Your task is to output every record exactly as it is given.

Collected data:
------------------------------------------------------------
PR #389, opened 2020-11-19
Remove rand weights of dist

dawidzim:
Hey!
I remove rand weights of dist
Signed-off-by: Dawid Zimonczyk <dawidz@aldec.com.pl>

### DIFF
--- a/vendor_lib/google/corev-dv/corev_interrupt_csr_instr_lib.sv
+++ b/vendor_lib/google/corev-dv/corev_interrupt_csr_instr_lib.sv
@@ -32,25 +32,31 @@ class corev_interrupt_csr_instr_stream extends riscv_load_store_rand_instr_strea
   } interrupt_csr_action_enum;
 
   rand interrupt_csr_action_enum action;
+`ifdef _VCP 
+  int unsigned wgt_random_mie = 1;
+  int unsigned wgt_random_mstatus_mie = 3;
+`else
   rand int unsigned wgt_random_mie;
   rand int unsigned wgt_random_mstatus_mie;
+`endif
   rand reg[31:0] rand_mie_setting;
 
+`ifndef _VCP
   constraint ordering_wgt_c {
     solve wgt_random_mie before action;
     solve wgt_random_mstatus_mie before action;
   }
-
+`endif
   constraint dist_action_c {
     action dist  { RANDOM_MIE :/ wgt_random_mie,
                    RANDOM_MSTATUS_MIE :/ wgt_random_mstatus_mie };
   }
-
+`ifndef _VCP
   constraint default_wgt_c {
     soft wgt_random_mie == 1;
     soft wgt_random_mstatus_mie == 3; 
   }
-
+`endif
   riscv_instr_name_t allowed_mie_instr[$] = {CSRRW, CSRRC, CSRRS};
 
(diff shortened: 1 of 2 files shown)


MikeOpenHWGroup (changes requested):
I am not sure this is a god idea @dawidzim.  We have spent considerable time tuning corev-dv (an extension of Google's riscv-dv) to reliably achieve high functional and code coverage in regression.

I will ask @strichmo, our resident expert on riscv-dv, to review this pull-request.

strichmo (changes requested):
I'm not sure why the rand qualifier on the weights are removed.  Is it an issue with the simulator or an issue with code-style/functionality?

danielmlynek:
It is both coding style and simulator issue.
It is not good coding style in my opinion. I rather doubt if you want to have random weights - it would be hard to analyze what would be the final distibution. 
Weights are rather parameters which should be known before randomization.

MikeOpenHWGroup:
> It is not good coding style in my opinion. I rather doubt if you want to have random weights

I cannot comment about this specific instance, but I have often used random weights in past projects.  It can be a powerful method of creating unforeseen stimulus patterns or device configurations.

danielmlynek:
My comment is based on my opinion from simulator point of view. My point is that having random weights cause that in fact the distribution is not definded. Each randomization is done with different weights. If I would like to have random weights I would randomize them (separately) once per some simulation period as a configuration.
I've also noticed that your weights are constrainted to constant values by some soft constraints. I thought that you rather want to have them const. You need to define on them conflicting constraint to make them random.
If you are saying that having random weight is important for verification process - then thank you for your feedback - we will take it into account.

MikeOpenHWGroup:
Thanks for the additional information @dawidzim.  When it comes to such matters, there is the question about what the language simulator should support and how the coder should use the language.

Both randomization of weights and soft constraints are legal as so far as the SV LRM is concerned, so I would argue that all SV simulators must support both.

As for coding styel, in this instance it makes sense to randomize distributions as it means we will get a different distribution of MIE and MSTATUS_MIE actions for each simulation run.   Without that the base class (riscv_load_store_rand_instr_stream) will generate a fixed ratio, regardless of the number of sims and this has made closing coverage difficult.

Whether or not soft constraints should be used is almost a matter of religion and I avoid discussing such topics.  :wink:

So I agree with @strichmo, that we should leave the code as-is.   However, if the code as written is not supported by Riviera-PRO, please do update this pull request with a macro to avoid such constructs at compile-time.   I believe the macro \_VCP has been used in the past for this.

danielmlynek:
>I believe the macro _VCP has been used in the past for this.

We will uptade PR with ifdefs

>As for coding styel, in this instance it .....

That is exactly what I was writing about - different dist weights for each simulation run or at least for some number of randomizations is great idea. But rerandomizing dist weights in each randomization is not so good idea.

MikeOpenHWGroup (approved):
Thanks for this @dawidzim.   This runs clean under DSIM.

MikeOpenHWGroup:
Hi @strichmo, I am happy with this PR as it stands now.  Since you've requested changes in your previous review, GitHub needs you to re-review before it can be merged in.   Thanks.

strichmo (approved):

PR #393, opened 2020-11-19
add wfis directly to compressed lw sw stream to enhance coverage

strichmo:

### DIFF
--- a/vendor_lib/google/corev-dv/corev_load_store_instr_lib.sv
+++ b/vendor_lib/google/corev-dv/corev_load_store_instr_lib.sv
@@ -52,5 +52,43 @@
     end
   endfunction : randomize_offset
 
- endclass : corev_compressed_load_store_stress_instr_stream
+  function void post_randomize();
+    super.post_randomize();
+
+    instr_list[0].comment = "corev_compressed_load_store_stress";
+  endfunction : post_randomize
+
+endclass : corev_compressed_load_store_stress_instr_stream
+
+class corev_compressed_load_store_wfi_stress_instr_stream extends corev_compressed_load_store_stress_instr_stream;
+  
+  rand bit first_instr_wfi;
+  rand bit last_instr_wfi;  
+
+  `uvm_object_utils(corev_compressed_load_store_wfi_stress_instr_stream)
+  `uvm_object_new
+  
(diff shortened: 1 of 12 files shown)


vendor_lib/google/corev-dv/corev_load_store_instr_lib.sv
```diff
@@ -52,5 +52,43 @@
     end
   endfunction : randomize_offset
 
- endclass : corev_compressed_load_store_stress_instr_stream
+  function void post_randomize();
```
MikeOpenHWGroup, line 55: Generally I recommend having a one-to-one mapping of classes to files.

formal/tests/cv32e40p_formal_tb.sv
```diff
@@ -0,0 +1,222 @@
+// Copyright 2020 Silicon Labs, Inc.
```
MikeOpenHWGroup, line 1: Wow!   This one caught me off guard.   Not against it (far from it), but it doesn't seem to fix with this particular pull-request.   Also, we ought to make this part of an overall formal strategy.

MikeOpenHWGroup (changes requested):
Couple of comments/questions.

formal/tests/cv32e40p_formal_tb.sv
strichmo: Oh yikes!  That never should've gone in.  That's our local stuff...sorry!!!!  I will pull it out of the PR.

vendor_lib/google/corev-dv/corev_load_store_instr_lib.sv
strichmo: I go back and forth on whether sequence "libraries" should be multiple classes per file or one-per.  I think what generally works best is to create a new directory for sequences and go one class per file.  How do you feel about making that change with the current corev-dv sequences?

There's only 6 class definitions to refactor.

strichmo: I went ahead and made the change to break out corev-dv directed streams into their own class files (and their own directory).

MikeOpenHWGroup (approved):

PR #1399, opened 2022-09-02
PMP Asserts Addendum

silabs-robin:
This PR adds additional PMP assertions in accordance with the vplan.

Passes ci_check (except for the pre-existing known "debug_test" issue).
------------------------------------------------------------
Solution for this task >>
PR #389, opened 2020-11-19
Remove rand weights of dist

dawidzim:
Hey!
I remove rand weights of dist
Signed-off-by: Dawid Zimonczyk <dawidz@aldec.com.pl>

### DIFF
--- a/vendor_lib/google/corev-dv/corev_interrupt_csr_instr_lib.sv
+++ b/vendor_lib/google/corev-dv/corev_interrupt_csr_instr_lib.sv
@@ -32,25 +32,31 @@ class corev_interrupt_csr_instr_stream extends riscv_load_store_rand_instr_strea
   } interrupt_csr_action_enum;
 
   rand interrupt_csr_action_enum action;
+`ifdef _VCP 
+  int unsigned wgt_random_mie = 1;
+  int unsigned wgt_random_mstatus_mie = 3;
+`else
   rand int unsigned wgt_random_mie;
   rand int unsigned wgt_random_mstatus_mie;
+`endif
   rand reg[31:0] rand_mie_setting;
 
+`ifndef _VCP
   constraint ordering_wgt_c {
     solve wgt_random_mie before action;
     solve wgt_random_mstatus_mie before action;
   }
-
+`endif
   constraint dist_action_c {
     action dist  { RANDOM_MIE :/ wgt_random_mie,
                    RANDOM_MSTATUS_MIE :/ wgt_random_mstatus_mie };
   }
-
+`ifndef _VCP
   constraint default_wgt_c {
     soft wgt_random_mie == 1;
     soft wgt_random_mstatus_mie == 3; 
   }
-
+`endif
   riscv_instr_name_t allowed_mie_instr[$] = {CSRRW, CSRRC, CSRRS};
 
(diff shortened: 1 of 2 files shown)


MikeOpenHWGroup (changes requested):
I am not sure this is a god idea @dawidzim.  We have spent considerable time tuning corev-dv (an extension of Google's riscv-dv) to reliably achieve high functional and code coverage in regression.

I will ask @strichmo, our resident expert on riscv-dv, to review this pull-request.

strichmo (changes requested):
I'm not sure why the rand qualifier on the weights are removed.  Is it an issue with the simulator or an issue with code-style/functionality?

danielmlynek:
It is both coding style and simulator issue.
It is not good coding style in my opinion. I rather doubt if you want to have random weights - it would be hard to analyze what would be the final distibution. 
Weights are rather parameters which should be known before randomization.

MikeOpenHWGroup:
> It is not good coding style in my opinion. I rather doubt if you want to have random weights

I cannot comment about this specific instance, but I have often used random weights in past projects.  It can be a powerful method of creating unforeseen stimulus patterns or device configurations.

danielmlynek:
My comment is based on my opinion from simulator point of view. My point is that having random weights cause that in fact the distribution is not definded. Each randomization is done with different weights. If I would like to have random weights I would randomize them (separately) once per some simulation period as a configuration.
I've also noticed that your weights are constrainted to constant values by some soft constraints. I thought that you rather want to have them const. You need to define on them conflicting constraint to make them random.
If you are saying that having random weight is important for verification process - then thank you for your feedback - we will take it into account.

MikeOpenHWGroup:
Thanks for the additional information @dawidzim.  When it comes to such matters, there is the question about what the language simulator should support and how the coder should use the language.

Both randomization of weights and soft constraints are legal as so far as the SV LRM is concerned, so I would argue that all SV simulators must support both.

As for coding styel, in this instance it makes sense to randomize distributions as it means we will get a different distribution of MIE and MSTATUS_MIE actions for each simulation run.   Without that the base class (riscv_load_store_rand_instr_stream) will generate a fixed ratio, regardless of the number of sims and this has made closing coverage difficult.

Whether or not soft constraints should be used is almost a matter of religion and I avoid discussing such topics.  :wink:

So I agree with @strichmo, that we should leave the code as-is.   However, if the code as written is not supported by Riviera-PRO, please do update this pull request with a macro to avoid such constructs at compile-time.   I believe the macro \_VCP has been used in the past for this.

danielmlynek:
>I believe the macro _VCP has been used in the past for this.

We will uptade PR with ifdefs

>As for coding styel, in this instance it .....

That is exactly what I was writing about - different dist weights for each simulation run or at least for some number of randomizations is great idea. But rerandomizing dist weights in each randomization is not so good idea.

MikeOpenHWGroup (approved):
Thanks for this @dawidzim.   This runs clean under DSIM.

MikeOpenHWGroup:
Hi @strichmo, I am happy with this PR as it stands now.  Since you've requested changes in your previous review, GitHub needs you to re-review before it can be merged in.   Thanks.

strichmo (approved):

PR #393, opened 2020-11-19
add wfis directly to compressed lw sw stream to enhance coverage

strichmo:

### DIFF
--- a/vendor_lib/google/corev-dv/corev_load_store_instr_lib.sv
+++ b/vendor_lib/google/corev-dv/corev_load_store_instr_lib.sv
@@ -52,5 +52,43 @@
     end
   endfunction : randomize_offset
 
- endclass : corev_compressed_load_store_stress_instr_stream
+  function void post_randomize();
+    super.post_randomize();
+
+    instr_list[0].comment = "corev_compressed_load_store_stress";
+  endfunction : post_randomize
+
+endclass : corev_compressed_load_store_stress_instr_stream
+
+class corev_compressed_load_store_wfi_stress_instr_stream extends corev_compressed_load_store_stress_instr_stream;
+  
+  rand bit first_instr_wfi;
+  rand bit last_instr_wfi;  
+
+  `uvm_object_utils(corev_compressed_load_store_wfi_stress_instr_stream)
+  `uvm_object_new
+  
(diff shortened: 1 of 12 files shown)


vendor_lib/google/corev-dv/corev_load_store_instr_lib.sv
```diff
@@ -52,5 +52,43 @@
     end
   endfunction : randomize_offset
 
- endclass : corev_compressed_load_store_stress_instr_stream
+  function void post_randomize();
```
MikeOpenHWGroup, line 55: Generally I recommend having a one-to-one mapping of classes to files.

formal/tests/cv32e40p_formal_tb.sv
```diff
@@ -0,0 +1,222 @@
+// Copyright 2020 Silicon Labs, Inc.
```
MikeOpenHWGroup, line 1: Wow!   This one caught me off guard.   Not against it (far from it), but it doesn't seem to fix with this particular pull-request.   Also, we ought to make this part of an overall formal strategy.

MikeOpenHWGroup (changes requested):
Couple of comments/questions.

formal/tests/cv32e40p_formal_tb.sv
strichmo: Oh yikes!  That never should've gone in.  That's our local stuff...sorry!!!!  I will pull it out of the PR.

vendor_lib/google/corev-dv/corev_load_store_instr_lib.sv
strichmo: I go back and forth on whether sequence "libraries" should be multiple classes per file or one-per.  I think what generally works best is to create a new directory for sequences and go one class per file.  How do you feel about making that change with the current corev-dv sequences?

There's only 6 class definitions to refactor.

strichmo: I went ahead and made the change to break out corev-dv directed streams into their own class files (and their own directory).

MikeOpenHWGroup (approved):

PR #1399, opened 2022-09-02
PMP Asserts Addendum

silabs-robin:
This PR adds additional PMP assertions in accordance with the vplan.

Passes ci_check (except for the pre-existing known "debug_test" issue).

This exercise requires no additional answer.